Dataset records:
■ ■ ■ ■

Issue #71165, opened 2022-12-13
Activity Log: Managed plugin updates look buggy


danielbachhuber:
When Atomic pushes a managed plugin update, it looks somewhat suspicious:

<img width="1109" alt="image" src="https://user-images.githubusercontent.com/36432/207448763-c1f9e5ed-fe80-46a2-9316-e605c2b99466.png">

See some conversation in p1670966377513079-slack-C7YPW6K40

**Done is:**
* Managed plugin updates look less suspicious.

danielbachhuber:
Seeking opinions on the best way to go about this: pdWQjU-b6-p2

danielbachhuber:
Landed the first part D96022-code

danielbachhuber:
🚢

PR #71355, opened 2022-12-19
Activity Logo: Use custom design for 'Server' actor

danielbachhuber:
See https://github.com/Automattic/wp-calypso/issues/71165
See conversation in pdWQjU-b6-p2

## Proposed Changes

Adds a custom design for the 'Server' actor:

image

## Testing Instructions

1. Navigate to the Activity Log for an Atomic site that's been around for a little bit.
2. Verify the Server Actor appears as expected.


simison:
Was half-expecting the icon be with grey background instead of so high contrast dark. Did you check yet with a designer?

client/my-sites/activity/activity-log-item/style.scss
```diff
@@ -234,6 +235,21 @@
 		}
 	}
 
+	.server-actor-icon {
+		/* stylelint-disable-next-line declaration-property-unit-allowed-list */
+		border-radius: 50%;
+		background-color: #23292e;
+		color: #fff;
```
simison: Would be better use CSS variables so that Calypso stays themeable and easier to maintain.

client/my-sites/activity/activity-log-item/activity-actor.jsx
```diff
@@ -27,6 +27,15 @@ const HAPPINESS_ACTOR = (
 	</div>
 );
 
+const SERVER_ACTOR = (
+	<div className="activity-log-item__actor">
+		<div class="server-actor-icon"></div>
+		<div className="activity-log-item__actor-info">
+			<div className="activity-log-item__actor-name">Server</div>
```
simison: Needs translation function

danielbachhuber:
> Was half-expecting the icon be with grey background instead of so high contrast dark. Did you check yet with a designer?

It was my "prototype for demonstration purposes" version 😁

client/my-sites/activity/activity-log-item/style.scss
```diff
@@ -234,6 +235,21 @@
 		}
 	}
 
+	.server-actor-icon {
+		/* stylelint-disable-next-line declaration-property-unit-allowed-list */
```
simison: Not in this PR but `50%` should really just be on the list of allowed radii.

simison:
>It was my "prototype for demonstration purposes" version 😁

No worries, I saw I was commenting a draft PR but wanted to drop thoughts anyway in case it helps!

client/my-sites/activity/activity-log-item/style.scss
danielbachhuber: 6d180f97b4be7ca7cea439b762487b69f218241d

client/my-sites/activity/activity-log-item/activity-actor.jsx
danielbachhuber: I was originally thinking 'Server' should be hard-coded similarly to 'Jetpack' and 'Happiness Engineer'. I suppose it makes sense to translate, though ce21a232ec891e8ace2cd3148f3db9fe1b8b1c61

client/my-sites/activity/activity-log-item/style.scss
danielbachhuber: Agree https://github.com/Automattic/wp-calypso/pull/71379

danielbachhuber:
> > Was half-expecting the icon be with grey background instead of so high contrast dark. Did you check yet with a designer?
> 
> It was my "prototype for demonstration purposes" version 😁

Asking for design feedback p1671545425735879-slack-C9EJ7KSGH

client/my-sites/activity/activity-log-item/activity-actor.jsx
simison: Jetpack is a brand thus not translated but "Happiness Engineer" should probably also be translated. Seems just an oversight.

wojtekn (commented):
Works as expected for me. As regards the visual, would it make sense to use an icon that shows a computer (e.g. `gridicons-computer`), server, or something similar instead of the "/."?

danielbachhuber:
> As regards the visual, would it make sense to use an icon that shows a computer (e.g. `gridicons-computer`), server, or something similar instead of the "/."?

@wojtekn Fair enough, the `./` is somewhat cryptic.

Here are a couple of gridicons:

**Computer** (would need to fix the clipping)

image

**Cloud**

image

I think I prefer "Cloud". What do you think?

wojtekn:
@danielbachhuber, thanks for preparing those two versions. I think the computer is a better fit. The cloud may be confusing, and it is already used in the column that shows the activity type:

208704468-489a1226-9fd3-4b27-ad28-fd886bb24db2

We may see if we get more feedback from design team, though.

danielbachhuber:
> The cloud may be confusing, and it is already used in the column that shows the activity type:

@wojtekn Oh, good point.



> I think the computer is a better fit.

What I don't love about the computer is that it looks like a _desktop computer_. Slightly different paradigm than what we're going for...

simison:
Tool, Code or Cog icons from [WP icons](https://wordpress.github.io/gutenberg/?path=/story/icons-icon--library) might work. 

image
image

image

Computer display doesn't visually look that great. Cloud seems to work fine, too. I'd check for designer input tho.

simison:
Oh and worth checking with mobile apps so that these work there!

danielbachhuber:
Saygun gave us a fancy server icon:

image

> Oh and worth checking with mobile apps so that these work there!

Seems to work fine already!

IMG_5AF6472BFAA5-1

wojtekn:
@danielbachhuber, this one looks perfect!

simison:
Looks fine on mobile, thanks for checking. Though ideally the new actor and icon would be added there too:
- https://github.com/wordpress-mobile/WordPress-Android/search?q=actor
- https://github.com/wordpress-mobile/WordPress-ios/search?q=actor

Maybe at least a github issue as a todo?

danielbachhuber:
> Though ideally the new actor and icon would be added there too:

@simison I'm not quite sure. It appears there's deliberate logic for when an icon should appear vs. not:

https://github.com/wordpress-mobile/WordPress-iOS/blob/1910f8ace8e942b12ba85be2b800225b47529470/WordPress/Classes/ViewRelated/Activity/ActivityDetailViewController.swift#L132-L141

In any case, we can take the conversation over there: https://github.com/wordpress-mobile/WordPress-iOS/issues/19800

■ ■ ■ ■

> Task statement
All of the data above needs to be written out again, exactly.

> Result for this exercise
Issue #71165, opened 2022-12-13
Activity Log: Managed plugin updates look buggy


danielbachhuber:
When Atomic pushes a managed plugin update, it looks somewhat suspicious:

<img width="1109" alt="image" src="https://user-images.githubusercontent.com/36432/207448763-c1f9e5ed-fe80-46a2-9316-e605c2b99466.png">

See some conversation in p1670966377513079-slack-C7YPW6K40

**Done is:**
* Managed plugin updates look less suspicious.

danielbachhuber:
Seeking opinions on the best way to go about this: pdWQjU-b6-p2

danielbachhuber:
Landed the first part D96022-code

danielbachhuber:
🚢

PR #71355, opened 2022-12-19
Activity Logo: Use custom design for 'Server' actor

danielbachhuber:
See https://github.com/Automattic/wp-calypso/issues/71165
See conversation in pdWQjU-b6-p2

## Proposed Changes

Adds a custom design for the 'Server' actor:

image

## Testing Instructions

1. Navigate to the Activity Log for an Atomic site that's been around for a little bit.
2. Verify the Server Actor appears as expected.


simison:
Was half-expecting the icon be with grey background instead of so high contrast dark. Did you check yet with a designer?

client/my-sites/activity/activity-log-item/style.scss
```diff
@@ -234,6 +235,21 @@
 		}
 	}
 
+	.server-actor-icon {
+		/* stylelint-disable-next-line declaration-property-unit-allowed-list */
+		border-radius: 50%;
+		background-color: #23292e;
+		color: #fff;
```
simison: Would be better use CSS variables so that Calypso stays themeable and easier to maintain.

client/my-sites/activity/activity-log-item/activity-actor.jsx
```diff
@@ -27,6 +27,15 @@ const HAPPINESS_ACTOR = (
 	</div>
 );
 
+const SERVER_ACTOR = (
+	<div className="activity-log-item__actor">
+		<div class="server-actor-icon"></div>
+		<div className="activity-log-item__actor-info">
+			<div className="activity-log-item__actor-name">Server</div>
```
simison: Needs translation function

danielbachhuber:
> Was half-expecting the icon be with grey background instead of so high contrast dark. Did you check yet with a designer?

It was my "prototype for demonstration purposes" version 😁

client/my-sites/activity/activity-log-item/style.scss
```diff
@@ -234,6 +235,21 @@
 		}
 	}
 
+	.server-actor-icon {
+		/* stylelint-disable-next-line declaration-property-unit-allowed-list */
```
simison: Not in this PR but `50%` should really just be on the list of allowed radii.

simison:
>It was my "prototype for demonstration purposes" version 😁

No worries, I saw I was commenting a draft PR but wanted to drop thoughts anyway in case it helps!

client/my-sites/activity/activity-log-item/style.scss
danielbachhuber: 6d180f97b4be7ca7cea439b762487b69f218241d

client/my-sites/activity/activity-log-item/activity-actor.jsx
danielbachhuber: I was originally thinking 'Server' should be hard-coded similarly to 'Jetpack' and 'Happiness Engineer'. I suppose it makes sense to translate, though ce21a232ec891e8ace2cd3148f3db9fe1b8b1c61

client/my-sites/activity/activity-log-item/style.scss
danielbachhuber: Agree https://github.com/Automattic/wp-calypso/pull/71379

danielbachhuber:
> > Was half-expecting the icon be with grey background instead of so high contrast dark. Did you check yet with a designer?
> 
> It was my "prototype for demonstration purposes" version 😁

Asking for design feedback p1671545425735879-slack-C9EJ7KSGH

client/my-sites/activity/activity-log-item/activity-actor.jsx
simison: Jetpack is a brand thus not translated but "Happiness Engineer" should probably also be translated. Seems just an oversight.

wojtekn (commented):
Works as expected for me. As regards the visual, would it make sense to use an icon that shows a computer (e.g. `gridicons-computer`), server, or something similar instead of the "/."?

danielbachhuber:
> As regards the visual, would it make sense to use an icon that shows a computer (e.g. `gridicons-computer`), server, or something similar instead of the "/."?

@wojtekn Fair enough, the `./` is somewhat cryptic.

Here are a couple of gridicons:

**Computer** (would need to fix the clipping)

image

**Cloud**

image

I think I prefer "Cloud". What do you think?

wojtekn:
@danielbachhuber, thanks for preparing those two versions. I think the computer is a better fit. The cloud may be confusing, and it is already used in the column that shows the activity type:

208704468-489a1226-9fd3-4b27-ad28-fd886bb24db2

We may see if we get more feedback from design team, though.

danielbachhuber:
> The cloud may be confusing, and it is already used in the column that shows the activity type:

@wojtekn Oh, good point.



> I think the computer is a better fit.

What I don't love about the computer is that it looks like a _desktop computer_. Slightly different paradigm than what we're going for...

simison:
Tool, Code or Cog icons from [WP icons](https://wordpress.github.io/gutenberg/?path=/story/icons-icon--library) might work. 

image
image

image

Computer display doesn't visually look that great. Cloud seems to work fine, too. I'd check for designer input tho.

simison:
Oh and worth checking with mobile apps so that these work there!

danielbachhuber:
Saygun gave us a fancy server icon:

image

> Oh and worth checking with mobile apps so that these work there!

Seems to work fine already!

IMG_5AF6472BFAA5-1

wojtekn:
@danielbachhuber, this one looks perfect!

simison:
Looks fine on mobile, thanks for checking. Though ideally the new actor and icon would be added there too:
- https://github.com/wordpress-mobile/WordPress-Android/search?q=actor
- https://github.com/wordpress-mobile/WordPress-ios/search?q=actor

Maybe at least a github issue as a todo?

danielbachhuber:
> Though ideally the new actor and icon would be added there too:

@simison I'm not quite sure. It appears there's deliberate logic for when an icon should appear vs. not:

https://github.com/wordpress-mobile/WordPress-iOS/blob/1910f8ace8e942b12ba85be2b800225b47529470/WordPress/Classes/ViewRelated/Activity/ActivityDetailViewController.swift#L132-L141

In any case, we can take the conversation over there: https://github.com/wordpress-mobile/WordPress-iOS/issues/19800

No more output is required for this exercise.